** Opening Data to examine block **

PR #22, opened 2018-01-16
List requests to view

amit-mb:
The requests urls and the request method are displayed now. Used MessageService to get the incoming requests and added the requests to state in Popup component which is passed as props to RequestList component which was already mapping the urls to a table. 

As of now, only the request url's and methods are rendered.


app/background.ts
```diff
@@ -15,7 +15,7 @@ const DEFAULT_DATA : Data = {
   count: 0
 };
 
-class BackgroundWorker {
+export class BackgroundWorker {
```
revathskumar: Why we need to export this?

app/background.ts
```diff
@@ -31,6 +31,8 @@ class BackgroundWorker {
     chrome.runtime.onMessage.addListener((request, _, sendResponse) => {
       const tabId = request.tabId;
 
+      //console.log('message service :: ', request);
```
revathskumar: remove log.

app/getRequests.tsx
```diff
@@ -0,0 +1,11 @@
+let requestsArr:Array<Object> = [{url : "", requestBody: undefined , method : "", type: ""}]
```
revathskumar: This is not using anywhere. so we can remove this.

app/popup.tsx
```diff
@@ -11,18 +13,26 @@ const isChromeUrl = (url : string) => {
...
       label: props.enabled ? 'Stop Listening' : 'Start Listening',
-      errorMessage: ''
+      errorMessage: '',
+      requests: [],
     };
   }
 
+  componentDidMount() {
+    MessageService.getRequests(this.props.tabId, (requests) => {
+      console.log('reqs :: ', requests);
```
revathskumar: can remove the logs

app/getRequests.tsx
```diff
@@ -0,0 +1,11 @@
...
+
+chrome.webRequest.onBeforeRequest.addListener(
+function(details) {
```
kgrz: Try spend some time setting up your editor. And try using https://github.com/prettier/prettier

amit-mb: Sure Kashyap. Will do that and follow .editorconfig

app/popup.tsx
amit-mb: Will do the changes and push accordingly

package-lock.json
```diff
@@ -0,0 +1,3487 @@
+{
```
revathskumar: please remove the package-lock.json. we already have yarn.lock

** Closing Data to examine block **

What to work on
With "already" as the search word, count the matching lines in the records and give the number alone.

Written solution
2